**WHAT YOU ARE ASKED TO DO**
Among the entries below, how many lines include the word "models"? Reply with only the number.

**PROVIDED RECORDS**
——————————

PR #78, opened 2026-03-27
[LXC] Fix LXC container execution, Alpine version, and veth discovery

SohamDas2021:
- Use lxc-attach instead of lxc-execute for script execution. The runner starts the container with lxc-start (for veth discovery and iptables setup), then lxc-execute fails because the container is already running. lxc-attach correctly attaches to the running container.

- Update default Alpine release from 3.19 to 3.20. Alpine 3.19 has been removed from the LXC image server, causing container creation to fail. Updated in models.rs, all LXC JSON configs, and docs.

- Fix veth interface discovery. lxc-info -i only returns IP addresses, not interface names. Changed to parse the Link: line from lxc-info (without -i) which includes the host-side veth name.

Fixes #71 #72 #73

### DIFF
--- a/src/lxc_common/src/lxc_runner.rs
+++ b/src/lxc_common/src/lxc_runner.rs
@@ -45,6 +45,14 @@ impl LxcScriptRunner {
 
     /// Core execution logic.
     fn run_internal(&self, request: &CodexRequest, logger: &mut Logger) -> ScriptResponse {
+        // Validate required LXC fields
+        if self.config.distribution.is_empty() || self.config.release.is_empty() {
+            return ScriptResponse::error(
+                "LXC distribution and release are required \
+                 (e.g., \"distribution\": \"alpine\", \"release\": \"3.20\")",
+            );
+        }
+
         let container_name = self.resolve_container_name();
         let _ = writeln!(logger, "Container name: {}", container_name);
         let _ = writeln!(
--- a/src/lxc_common/src/lxc_runner.rs
+++ b/src/lxc_common/src/lxc_runner.rs
@@ -117,11 +117,9 @@ impl LxcScriptRunner {
         }
 
         // Execute the script using lxc-attach (container is already running)
+        // TODO: Thread request.script_timeout through to attach_run for timeout enforcement.
         let _ = writeln!(logger, "Executing script inside container...");
-        let result = container.attach_run(
-            &request.script_code,
-            &request.working_directory,
-        );
+        let result = container.attach_run(&request.script_code, &request.working_directory);
 
         let response = match result {
             Ok((exit_code, stdout, stderr)) => ScriptResponse {
--- a/src/lxc_common/src/lxc_runner.rs
+++ b/src/lxc_common/src/lxc_runner.rs
@@ -116,12 +116,11 @@ impl LxcScriptRunner {
             }
         }
 
-        // Execute the script
+        // Execute the script using lxc-attach (container is already running)
         let _ = writeln!(logger, "Executing script inside container...");
-        let result = container.exec(
+        let result = container.attach_run(
             &request.script_code,
             &request.working_directory,
-            request.script_timeout,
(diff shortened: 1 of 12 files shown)


src/wxc_common/src/config_parser.rs
```diff
@@ -359,7 +359,7 @@ fn convert_raw_config(raw: RawConfig, logger: &mut Logger) -> Result<CodexReques
         let raw_lxc = raw.lxc.unwrap_or_default();
         LxcConfig {
             distribution: raw_lxc.distribution.unwrap_or_else(|| "alpine".to_string()),
-            release: raw_lxc.release.unwrap_or_else(|| "3.19".to_string()),
+            release: raw_lxc.release.unwrap_or_else(|| "3.20".to_string()),
```
bbonaby: To be honest I think we shouldn't have a default distro. We should just error and tell the user to provide one. If we keep a default then we'd be on the hook to keep updating it this like we do today. 

We can keep the .20 changes in the .md and .json files but remove these defaults and add an error message that they need to provide a distro and release.  You'd probably want to remove any mention from the .md of us using a default too if it's in there as well.

src/wxc_common/src/models.rs
```diff
@@ -49,15 +49,15 @@ impl Default for SandboxConfig {
...
+    /// Distribution release version (e.g., "3.20", "24.04").
     pub release: String,
 }
 
 impl Default for LxcConfig {
     fn default() -> Self {
         Self {
             distribution: "alpine".to_string(),
-            release: "3.19".to_string(),
+            release: "3.20".to_string(),
```
bbonaby: see comment above about defaults

src/lxc_common/src/lxc_runner.rs
```diff
@@ -116,13 +116,10 @@ impl LxcScriptRunner {
             }
         }
 
-        // Execute the script
+        // Execute the script using lxc-attach (container is already running)
+        // TODO: Thread request.script_timeout through to attach_run for timeout enforcement.
```
bbonaby, line 128: should we make the TODO an issue?

src/lxc_common/src/network_iptables.rs
```diff
@@ -44,35 +44,31 @@ impl NetworkIptablesManager {
...
-                        return Some(name);
-                    }
+        let stdout = String::from_utf8_lossy(&output.stdout);
+
+        // Parse the "Link:" line from lxc-info output
+        for line in stdout.lines() {
+            let trimmed = line.trim();
+            if let Some(link_name) = trimmed.strip_prefix("Link:") {
+                let veth = link_name.trim();
+                if veth.starts_with("veth") {
```
bbonaby, line 70: Good call on removing the need to iterate through `/sys/class/net` 👍 :
```bash
bbonaby@bbonaby-dev-2:/mnt/z/mxc/test_scripts$ lxc-info --name mycontainer
Name:           mycontainer
State:          RUNNING
PID:            46102
IP:             10.0.3.63
Link:           veth1000_8oQy
 TX bytes:      1.40 KiB
 RX bytes:      1.54 KiB
 Total bytes:   2.94 KiB
bbonaby@bbonaby-dev-2:/mnt/z/mxc/test_scripts$ cd /sys/class/net
bbonaby@bbonaby-dev-2:/sys/class/net$ ls
eth0  lo  lxcbr0  veth1000_8oQy  vethMXlpew
```

src/wxc_common/src/config_parser.rs
SohamDas2021: yes, I agree, will remove.

src/lxc_common/src/lxc_runner.rs
SohamDas2021: https://github.com/microsoft/mxc/issues/84

bbonaby (approved):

——————————

**TASK RESPONSE**
2